Мать, заболевшая психически вскоре после рождения сына и умершая, когда мальчику было 11 лет, отец, желавший возвращения к нему сына от приемных родителей и не находивший отклика («К родному отцу я был равнодушен»,— пишет в «Поминальнике» сам писатель), картина его смерти («видимо, разум у него помутился») не могли не оставить след в его психике. Жизнь в условиях угрозы схождения с ума и доминирование этих переживаний непосредственно перед самоубийством, безусловно, не могли не отразиться на характере его личности и содержании психики накануне трагического шага. Однако автор настоящей монографии ограничил свою задачу попыткой на примере предсмертного произведения талантливого писателя, покончившего жизнь самоубийством, показать развитие суицидальных тенденций и динамику психической жизни непосредственно перед суицидом. В этом плане «Жизнь идиота» дает возможность рассмотрения множества феноменов, связанных с суицидальным поведением.

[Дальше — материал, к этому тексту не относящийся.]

PR #7921, opened 2026-05-15
7920 fhir search involving AND joins where search param type is reference returns nothing

### LINKED ISSUE #7920: FHIR search queries involving AND joins where search param type is reference returns nothing
Repro steps:
- Create two new patients and keep track of their IDs
- Create an AuditEvent where `AuditEvent.entity[0].what=Patient/A` and `AuditEvent.entity[1].what=Patient/B`
- Execute a fhir search for the AuditEvent that contains references to Patient/A AND Patient/B in `AuditEvent.entity.what`

**Expected**

`http://localhost:8000/AuditEvent?entity=Patient/A&entity=Patient/B` <--- this should return a Bundle with a single entry containing the AuditEvent with those two references.

**Actual**

A bundle returned with no entry.

YalingPeiS:
### Issue
The search `http://localhost:8000/AuditEvent?entity=Patient/A&entity=Patient/B` returns empty bundle instead of the bundle with the 1 matching entry.

### Cause
The cache key only include the parameter name and the resource type with chained reference search. For the bug case `AuditEvent?entity=Patient/A&entity=Patient/B` that has direct references, the cache key `entity:Patient` is the same for both.

### Fix
Update the cache key construction so that **direct reference** parameters (no chain) contribute a per-target component (resource type + id part) to the key, while **chained** reference parameters keep contributing only the target resource type.

Add tests.

Closes #7920


tadgh:
Formatting check succeeded!

hapi-fhir-docs/src/main/resources/ca/uhn/hapi/fhir/changelog/8_10_0/7920-fix-and-joins-on-direct-reference-search-return-nothing.yaml
```diff
@@ -0,0 +1,6 @@
+---
+type: fix
+issue: 7920
+title: "Previously, FHIR searches that AND together multiple clauses on the same reference
```
tadgh: Reword this to indicate that this was a temporary regression during development of 8.10, not a longstanding issue.

tadgh (approved):

tadgh (approved):

hapi-fhir-docs/src/main/resources/ca/uhn/hapi/fhir/changelog/8_10_0/7920-fix-and-joins-on-direct-reference-search-return-nothing.yaml
YalingPeiS: Updated.

PR #7929, opened 2026-05-19
Update org.hl7.fhir.core to 6.7.8

dotasek:


tadgh:
Formatting check succeeded!

dotasek:
This will compile locally, but because this isn't configured for the same SNAPSHOT repo org.hl7.fhir.core distributes to, it won't pass on pipelines until an actual release comes out.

Выше уже рассматривались ангедония (общая окрашенность психических актов непосредственно перед возникновением суицидального поведения), появление темы смерти в содержании психики человека и антивитальных переживаний в виде потери «интереса к жизни», ясно осознаваемой самим будущим суицидентом. По существу, в этих переживаниях уже обнаруживаются отчетливые составляющие так называемого пресуицидального синдрома, выделенного австрийским суи-цидологом Рингелем (Ringel E., 1953). В этот синдром, наряду с фантазиями на тему смерти, входят также выявляющиеся непосредственно перед суицидом резкое снижение внешней активности и обращенность агрессии внутрь, существенное уменьшение, ограничение ранее существовавших контактов, приводящее в отдельных случаях к изоляции.
ГЛАВА 4
Безусловная значимость таких предикторов суицида, как характер психической активности (смена интер- на интрапсихическую направленность переживаний), никак не может умалять значения характера психической жизни, связанной с появлением непосредственной суицидальной идеации.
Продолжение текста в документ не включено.